= C. B. Lister =

Charles Bayard Lister (July 4, 1898 – May 14, 1951) was an American firearms expert who was an officer of the National Rifle Association of America from 1926 to 1951.

==Early life==
Lister was born on July 4, 1898, in Wilmington, Delaware to James W. and Florence (Carson) Lister. He became involved in sports shooting while a member of the Boy Scouts of America. After graduating from Wilmington High School, he worked under Kellogg Casey in the sales and promotions department of DuPont. In 1917, Lister joined the United States Army and remained there until the end of World War I. On October 22, 1919, he married Lynette Harper. They had one daughter.

==National Rifle Association==
In 1921, Lister moved to Washington D.C. to become the advertising and promotion manager of the National Rifle Association. He recommended expanding NRA membership outside the United States Armed Forces and state militias and under his leadership, membership grew from 3,500 in 1921 to over 10,000 in 1925.

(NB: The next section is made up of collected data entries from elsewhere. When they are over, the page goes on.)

Issue #753, opened 2021-02-04
Remove `system` helper


sebald:
I started with #607 and was wondering if I should use the `system` helper or not. The problem is that the system helper includes the `variant` prop. Something the `<Box>` not really cares about since we have the `useStyles` hook for that.

Also, the component we already build use the `system` helper, but declare the `variant` in their own props. Even this is not necessary because it's part of the `system` helper.

https://github.com/marigold-ui/marigold/blob/a9cea1e0151a60bdc8598125b4be1bd8cb6ded01/packages/components/src/Badge/Badge.tsx#L4-L8

**So the question is, should we deprecate the `system` helper?**

Reasons:

- Both the `as` and `variant` prop should be opt in rather than always there.
- We do not need the `ref` in every component (this was the reason for the `system` helper in the first place`
- The `as` prop is only important on certain component (e.g. `<Box>` and `<Text>`)

_Originally posted by @sebald in https://github.com/marigold-ui/marigold/discussions/656_

viktoria-schwarz:
Does that mean we will change all our components to something like that?

```type AlertProps = {
  variant?: string;
  className: string;
  children: ReactNode;
};

export const Alert = ({
  variant = 'info',
  className,
  children,
  ...props
}: AlertProps) => {
  const classNames = useStyles({...})

...
```

sebald:
Yeah, I guess so. Most components will be a regular React component. Which is a good thing 🙂

PR #775, opened 2021-02-10
refa(components): Remove system helper from <Badge>

sebald:
Ref #753


sebald:
@viktoria-schwarz @ti10le I also remove two props. I think these should not be there, right? 🤔 That's what variants are for.

ti10le (approved):

ti10le (approved):

PR #776, opened 2021-02-10
refa(components): Remove system helper from <Button>

sebald:
Ref #753


ti10le (approved):

ti10le:
@sebald custom className doesn't work with this fix. See: Storybook docs page bg color override from theme

PR #777, opened 2021-02-10
feat(types): Add helper type to easy add HTML props

sebald:
Also ... smal rearrange stuff and delete stuff we don't use anyway.


sebald:
Well ... I noticed that by "just" removing the `system` helper, we'll not allowing the regular HTML props on our elements anymore. Guess we don't want that? :thinking:

sebald:
I am honestly not sure what to do here. `<Button>` is the first component where I have missed it. I wonder what is better. Allowing HTML props for a certain element (this would also include `style` which we **NEVER** want or just adding the necessary props. In case of the `<Button>` -> `type` and `onClick`.

Thoughts? @viktoria-schwarz @ti10le

viktoria-schwarz:
I agree that we do not want to have the `style` prop, but is there no way to realize this? Like we previously did in the Box, allowing all base HTML props BUT `style`.

sebald:
@viktoria-schwarz updated PR :) Omitting the `style` should work 🤞

viktoria-schwarz (approved):

PR #785, opened 2021-02-12
feat(components): Let <Box> support variant prop

### LINKED ISSUE #784: Let <Box> support variant
Starting to remove the `system` helper I noticed that the only reason to use `useStyles` is often that the `<Box>` doesn't support variants. I guess variants are such a important and crucial aspect of our components, that `<Box>` should support it.

_Originally posted by @sebald in https://github.com/marigold-ui/marigold/discussions/779_

sebald:
Closes #784

### DIFF
--- a/packages/components/src/Box/Box.tsx
+++ b/packages/components/src/Box/Box.tsx
@@ -4,6 +4,7 @@ import { ComponentWithAs } from '@marigold/types';
 
 export type BoxProps = {
   className?: string;
+  variant?: string | string[];
 
   display?: ResponsiveStyleValue<string>;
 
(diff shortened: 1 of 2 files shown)


packages/components/src/Box/Box.tsx
```diff
@@ -4,6 +4,7 @@ import { ComponentWithAs } from '@marigold/types';
 
 export type BoxProps = {
   className?: string;
+  variant?: string | string[];
```
viktoria-schwarz, line 7: I like the idea of an array of variants!

viktoria-schwarz (approved):

PR #811, opened 2021-02-22
feat: add Columns component

### LINKED ISSUE #727: Component - Columns
- [x] create component
- [x] create story file
- [x] create test file
- [x] create index file

ti10le:
closes #727


packages/components/src/Columns/Columns.tsx
```diff
@@ -0,0 +1,69 @@
...
+      <Box
+        width={`calc(100% + ${space}px)`}
+        m={-space / 2}
+        display="flex"
+        flexWrap="wrap"
+        alignItems={alignItems}
+        justifyContent={justify}
+        {...props}
+      >
+        {Children.map(
```
sebald, line 52: Use flatten children?

packages/components/src/Columns/Columns.tsx
```diff
@@ -0,0 +1,69 @@
...
+export const Columns: React.FC<ColumnsProps> = ({
+  space = 0,
+  horizontalAlign = 'left',
+  verticalAlign = 'top',
+  className,
+  children,
+  ...props
+}) => {
+  let columnItems = flattenChildren(children);
+  let childClassNames = useStyles({ p: `${space / 2}px` });
```
sebald, line 23: Shouldn't this read from theme?

packages/components/src/Columns/Columns.tsx
```diff
@@ -0,0 +1,69 @@
...
+
+  // horizontal Alignment
+  let justify = 'flex-start';
```
sebald, line 26: We use const not let

packages/components/src/Columns/Columns.tsx
```diff
@@ -0,0 +1,69 @@
...
+        justifyContent={justify}
+        {...props}
+      >
+        {Children.map(
+          (columnItems as unknown) as React.ReactElement,
+          (child: React.ReactElement) => {
+            return React.cloneElement(
+              child,
+              {
+                className: childClassNames,
```
sebald, line 58: This does removes any className from the child, correct?

sebald (changes requested):

packages/components/src/Columns/Columns.tsx
ti10le: Used in in line 22. In Stack component and in Braid DS is it also used like this.

packages/components/src/Columns/Columns.tsx
ti10le: No I think not. It's the padding space we have to pass to the children (Column). User should only pass space to Columns and not to Column, too.

packages/components/src/Columns/Columns.tsx
ti10le: Ok but then the assignee doesn't work. Should I use state vars?

packages/components/src/Columns/Columns.tsx
ti10le: It works. Se example in stories file: width

packages/components/src/Columns/Columns.tsx
ti10le: or just var?

sebald: Hu? What's the error?

packages/components/src/Columns/Columns.tsx
sebald: Ah, I see `space` is passed from the parent? Does the parent read it from the theme?

packages/components/src/Columns/Columns.tsx
sebald: 🤔 what works?

packages/components/src/Columns/Columns.tsx
ti10le: Our discussion again :D It should read from theme but not at the moment

ti10le: Need a solution here

packages/components/src/Columns/Columns.tsx
ti10le: Error in the two lines below: Cannot assign to 'justify' because it is a constant.
In the past we used var in such cases

packages/components/src/Columns/Columns.tsx
ti10le: It takes custom classnames from user and my childClassnames. It works, both styles are applied.

packages/components/src/Columns/Columns.tsx
sebald: oh yeah sorry, I didn't caught that. I was confused by line 22-23 because you used `let` there too.

packages/components/src/Columns/Columns.tsx
sebald: you can pass in a function, e.g.

```
useStyles({ p: theme => theme.spaces[space]/2 });
```

sebald: not sure about the function signature, could also be an option. autocomplete should work here I guess 🤔

packages/components/src/Columns/Columns.tsx
```diff
@@ -0,0 +1,69 @@
...
+  if (verticalAlign === 'bottom') {
+    alignItems = 'flex-end';
+  } else if (verticalAlign === 'center') {
+    alignItems = 'center';
+  }
+
+  return (
+    <Box p={space} display="flex" className={className}>
+      <Box
+        width={`calc(100% + ${space}px)`}
```
sebald, line 44: Can you help me understand what this does? Why do we need this? This does not work, right? since `space` is not necessarily equal to the pixel, right? The other box might have a different pixel value, depending on the theme.

sebald (changes requested):

packages/components/src/Columns/Columns.tsx
ti10le: It works. This calculation is to set padding between different columns and include them to 100%. That you can do something like in the first example. Three Columns width: 4/12 + padding and you get 100%. At the moment the number you give to space is px. If we take the space values from the theme then this would be changed a little bit. It's just a proposal from me.

sebald: Yeah, sorry. you' re right. That so confusing :D but you're right!

sebald (approved):

PR #815, opened 2021-02-22
refa: Textarea design and component change

### LINKED ISSUE #720: Design & component update - Textarea
Have variant with required: label and red star, see [figma](https://www.figma.com/file/DFKyTGHAoDxOsUBPszLLxP/%F0%9F%8F%B5%EF%B8%8FMarigold?node-id=528%3A211)

ti10le:
closes #720


ti10le:
I will add docs und test changes after completing the component itself.
Can somebody review @sebald @viktoria-schwarz

packages/components/src/Textarea/Textarea.tsx
```diff
@@ -1,22 +1,58 @@
...
+import { Exclamation, Required } from '@marigold/icons';
+import { ComponentProps } from '@marigold/types';
 
-export type TextareaProps = {
+import { ValidationMessage } from '../ValidationMessage';
+import { Label } from '../Label';
+import { Box } from '../Box';
+
+type TextareaProps = {
+  // how to check if theres a label and then htmlFor is required
```
viktoria-schwarz, line 11: I would just make both optionial and mention it in the docs

packages/components/src/Textarea/Textarea.tsx
```diff
@@ -1,22 +1,58 @@
...
+export const Textarea: React.FC<TextareaProps> = ({
+  variant = 'textarea',
+  htmlFor = 'textarea',
+  label,
+  error,
+  required = false,
+  children,
+  ...props
+}) => {
+  let errorColor = '#dd4142';
```
viktoria-schwarz, line 28: why not taking it from the theme?

packages/components/src/Textarea/Textarea.tsx
```diff
@@ -1,22 +1,58 @@
...
+          {label}
+          {(error || required) && (
+            <Required size={16} className={errorClassName} />
+          )}
+        </Label>
+      )}
+      <Box
+        as="textarea"
+        display="block"
+        border={error && `1px solid ${errorColor}`}
```
viktoria-schwarz, line 44: use Outline to avoid the small "jump" of 1px on click (or add transparent 1px border if not clicked)

packages/components/src/Textarea/Textarea.tsx
```diff
@@ -1,22 +1,58 @@
...
+  error,
+  required = false,
+  children,
+  ...props
+}) => {
+  let errorColor = '#dd4142';
+  const errorClassName = useStyles({ color: errorColor });
+
+  return (
+    <Box display="block">
```
viktoria-schwarz, line 32: why `display="block"`?

packages/components/src/Textarea/Textarea.tsx
```diff
@@ -1,22 +1,58 @@
...
+import { Label } from '../Label';
+import { Box } from '../Box';
+
+type TextareaProps = {
+  // how to check if theres a label and then htmlFor is required
   variant?: string;
-};
+  label?: string;
+  htmlFor?: string;
+  error?: string;
```
viktoria-schwarz, line 15: I would expect error to be boolean, maybe rename it to errorMessage

packages/components/src/Textarea/Textarea.tsx
```diff
@@ -1,22 +1,58 @@
...
+  children,
+  ...props
+}) => {
+  let errorColor = '#dd4142';
+  const errorClassName = useStyles({ color: errorColor });
+
+  return (
+    <Box display="block">
+      {label && (
+        <Label {...props} htmlFor={htmlFor}>
```
viktoria-schwarz, line 34: I think having `{...props}` used twice (in Label and in the textarea) doesn't make sense for the user

packages/components/src/Textarea/Textarea.tsx
```diff
@@ -1,22 +1,58 @@
...
+        </Label>
+      )}
+      <Box
+        as="textarea"
+        display="block"
+        border={error && `1px solid ${errorColor}`}
+        variant={`form.${variant}`}
+        {...props}
+      >
         {children}
```
viktoria-schwarz, line 48: Do we actually need children here?

packages/components/src/Textarea/Textarea.tsx
```diff
@@ -1,22 +1,58 @@
...
+            <Required size={16} className={errorClassName} />
+          )}
+        </Label>
+      )}
+      <Box
+        as="textarea"
+        display="block"
+        border={error && `1px solid ${errorColor}`}
+        variant={`form.${variant}`}
+        {...props}
```
viktoria-schwarz, line 46: I would move the props to line 42, for consistency

packages/components/src/Textarea/Textarea.tsx
ti10le: still dont know how :D

packages/components/src/Textarea/Textarea.tsx
```diff
@@ -1,22 +1,58 @@
...
+          {(error || required) && (
+            <Required size={16} className={errorClassName} />
+          )}
+        </Label>
+      )}
+      <Box
+        as="textarea"
+        display="block"
+        border={error && `1px solid ${errorColor}`}
+        variant={`form.${variant}`}
```
viktoria-schwarz, line 45: If you use the Box, I think we should take all the styles like padding etc. away from the theme and have them in the Box. Theme styles are then only for colors

packages/components/src/Textarea/Textarea.tsx
ti10le: Made it like in field Component. We should use both in the same way but yes maybe errorMessage is better

viktoria-schwarz: Then I would consider changing Field aswell so it's clear :)

packages/components/src/Textarea/Textarea.tsx
viktoria-schwarz: Actually you don't really need to expose the color in the component, isn't it enough to move it to the theme as it would be better if it changes with a different theme?

packages/components/src/Textarea/Textarea.tsx
ti10le: That Label and textarea are not in the same line. Otherwise Label is not above the area

packages/components/src/Textarea/Textarea.tsx
ti10le: no think not :)

packages/components/src/Textarea/Textarea.tsx
ti10le: But then wie have padding etc. hard coded in the component?

packages/components/src/Textarea/Textarea.stories.mdx
```diff
@@ -32,3 +39,27 @@ import { Textarea } from '@marigold/components';
     <Textarea placeholder="Placeholder disabled" disabled />
   </Story>
 </Canvas>
+
+### labeled & required
+
+<Canvas>
+  <Story name="Textarea label">
+    <Textarea label="Labeled" htmlfor="label" />
```
viktoria-schwarz, line 47: du hast hier überall aus Versehen `htmlfor` statt `htmlFor` geschrieben :)

viktoria-schwarz (changes requested):

packages/components/src/Textarea/Textarea.tsx
viktoria-schwarz: When I test it, it works  without (at least in the outer Box)

packages/components/src/Textarea/Textarea.tsx
ti10le: @viktoria-schwarz what do you mean here?

packages/components/src/Textarea/Textarea.tsx
ti10le: ok yes the outter box doesnt need it

viktoria-schwarz (approved):

PR #838, opened 2021-03-04
chore: init marigold docs with gatsby

viktoria-schwarz:
first merge #766 
https://marigold-ui.github.io/marigold/


docs/package.json
```diff
@@ -0,0 +1,39 @@
...
+    "gatsby-plugin-sharp": "^3.0.0",
+    "gatsby-plugin-sitemap": "^3.0.0",
+    "gatsby-source-filesystem": "^3.0.0",
+    "gatsby-transformer-sharp": "^3.0.0",
+    "react": "^17.0.1",
+    "react-dom": "^17.0.1"
+  },
+  "devDependencies": {
+    "gh-pages": "^3.1.0",
+    "react-helmet": "6.1.0"
```
sebald, line 37: Guess this should be a dependency?

package.json
```diff
@@ -6,6 +6,7 @@
   "license": "MIT",
   "workspaces": [
     "config/*",
+    "docs/*",
```
sebald, line 9: Since the package is right inside "docs" we have to remove the glob part (/*)

sebald (changes requested):
We later switch to a theme-docs, right? 🙂

sebald (approved):

sebald (approved):

sebald (approved):

PR #861, opened 2021-03-08
refa(components): Remove system helper from <Text>

sebald:


ti10le:
@sebald you should also edit stories.mdx if you change varaint and as prop, right?

viktoria-schwarz:
@ti10le I guess if we move to our new docs page we will rewrite the docs anyways, so the "old" storybook stories don't really matter now

viktoria-schwarz (approved):

PR #1056, opened 2021-05-22
feat: move content pages out of source

sebald:
- move content (mdx files) out the source folder
- automatically apply default layout to content and other pages (removes the need to import <Layout/> manually)

Ref #925


ti10le (approved):

ti10le:
So much better 😍🙂

PR #2220, opened 2022-07-22
Next docu code editor

benediktgrether:


sebald:
@benediktgrether can you merge main into the branch. I think this is forked from when the feature branch was broken. For example the "storbook-static" folder should not be there 😄

PR #2227, opened 2022-07-26
docs: display version correctly

sarahgm:
display the current version number from package.json in docs.


sebald:
@sarahgm lockfile :D

PR #2301, opened 2022-08-11
docs: load nav from env

sebald:


sebald:
Closed because we decided to keep `next-mdx-remote` and wait for the layout RFC to be implemented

In 1926, he became the organization's secretary–treasurer and led a drive that increased membership to 350,000 by 1945. He also served as editor of the NRA's monthly magazine, the American Rifleman, was a contributor to the Encyclopædia Britannica, and edited the sections on rifles and marksmanship in Webster's International Dictionary. He was a leader in the fight against laws restricting firearm ownership, but did support some gun control measurers, including the National Firearms Act and the Federal Firearms Act of 1938.

Due to a prior bout of tuberculosis, Lister was rejected for active military service during World War II. He instead served as the national coordinator of rifle shooting in the Office of Civilian Defense. He also helped draft the first manual on home guard organization.

In 1949, Lister succeeded the retiring Milton Reckord as executive director of the NRA. He died of brain cancer on May 14, 1951, at the Washington Sanitarium. He was buried at Arlington National Cemetery.

Following his death, a memorial trophy was presented. Since 1952 it has been awarded for the National Indoor Sectional-National Smallbore Rifle Champion.